Instructions for the task » If a line of the material holds the string "ProjectCreationModel", please copy it.

Exercise data »
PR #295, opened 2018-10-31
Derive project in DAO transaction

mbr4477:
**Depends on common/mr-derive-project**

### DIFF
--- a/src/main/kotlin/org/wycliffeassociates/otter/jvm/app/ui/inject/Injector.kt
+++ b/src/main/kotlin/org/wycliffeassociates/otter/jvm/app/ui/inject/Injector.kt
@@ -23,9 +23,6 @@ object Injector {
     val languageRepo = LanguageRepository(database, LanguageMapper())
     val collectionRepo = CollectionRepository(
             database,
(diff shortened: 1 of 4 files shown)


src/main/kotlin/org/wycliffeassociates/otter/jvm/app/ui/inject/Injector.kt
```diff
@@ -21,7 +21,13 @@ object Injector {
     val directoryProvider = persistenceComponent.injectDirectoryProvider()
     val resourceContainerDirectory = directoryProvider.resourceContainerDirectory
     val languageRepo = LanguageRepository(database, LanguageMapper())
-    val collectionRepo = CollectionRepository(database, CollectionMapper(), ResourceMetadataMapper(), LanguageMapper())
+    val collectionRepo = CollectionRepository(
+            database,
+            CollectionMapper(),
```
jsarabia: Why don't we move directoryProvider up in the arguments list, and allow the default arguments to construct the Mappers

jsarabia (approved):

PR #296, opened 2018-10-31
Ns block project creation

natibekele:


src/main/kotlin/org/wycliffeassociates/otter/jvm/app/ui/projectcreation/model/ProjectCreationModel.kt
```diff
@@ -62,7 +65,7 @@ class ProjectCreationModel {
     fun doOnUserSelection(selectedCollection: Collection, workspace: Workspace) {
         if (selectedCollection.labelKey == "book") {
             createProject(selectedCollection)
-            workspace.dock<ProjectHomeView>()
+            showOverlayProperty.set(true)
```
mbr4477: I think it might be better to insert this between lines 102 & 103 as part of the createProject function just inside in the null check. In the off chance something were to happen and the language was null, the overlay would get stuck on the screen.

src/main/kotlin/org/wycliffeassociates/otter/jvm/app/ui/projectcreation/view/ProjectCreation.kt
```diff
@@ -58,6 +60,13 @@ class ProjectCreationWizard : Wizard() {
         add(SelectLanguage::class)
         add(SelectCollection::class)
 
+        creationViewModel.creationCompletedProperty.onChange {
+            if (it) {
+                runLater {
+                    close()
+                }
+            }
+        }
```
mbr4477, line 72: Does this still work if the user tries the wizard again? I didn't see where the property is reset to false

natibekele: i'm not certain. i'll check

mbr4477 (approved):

---

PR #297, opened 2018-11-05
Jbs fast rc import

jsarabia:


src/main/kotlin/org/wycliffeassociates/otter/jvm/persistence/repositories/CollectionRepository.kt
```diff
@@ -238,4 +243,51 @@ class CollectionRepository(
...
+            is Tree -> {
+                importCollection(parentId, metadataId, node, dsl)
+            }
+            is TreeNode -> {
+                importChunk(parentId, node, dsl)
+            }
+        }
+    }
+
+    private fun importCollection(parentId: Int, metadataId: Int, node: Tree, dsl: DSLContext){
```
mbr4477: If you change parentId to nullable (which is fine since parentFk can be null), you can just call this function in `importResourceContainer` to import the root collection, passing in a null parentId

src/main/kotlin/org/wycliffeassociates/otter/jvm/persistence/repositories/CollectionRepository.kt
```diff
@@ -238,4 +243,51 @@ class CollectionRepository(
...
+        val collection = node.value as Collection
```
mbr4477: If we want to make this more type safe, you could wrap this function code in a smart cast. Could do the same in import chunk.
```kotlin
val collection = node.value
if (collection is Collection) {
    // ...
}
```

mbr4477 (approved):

==

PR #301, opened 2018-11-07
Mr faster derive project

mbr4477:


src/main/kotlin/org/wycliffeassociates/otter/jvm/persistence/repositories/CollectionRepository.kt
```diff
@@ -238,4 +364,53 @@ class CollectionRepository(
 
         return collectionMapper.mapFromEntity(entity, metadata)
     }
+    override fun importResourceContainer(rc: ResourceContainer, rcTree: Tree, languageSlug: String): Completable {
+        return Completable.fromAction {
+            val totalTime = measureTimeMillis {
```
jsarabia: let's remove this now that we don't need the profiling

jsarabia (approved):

Written response »
src/main/kotlin/org/wycliffeassociates/otter/jvm/app/ui/projectcreation/model/ProjectCreationModel.kt
@@ -62,7 +65,7 @@ class ProjectCreationModel {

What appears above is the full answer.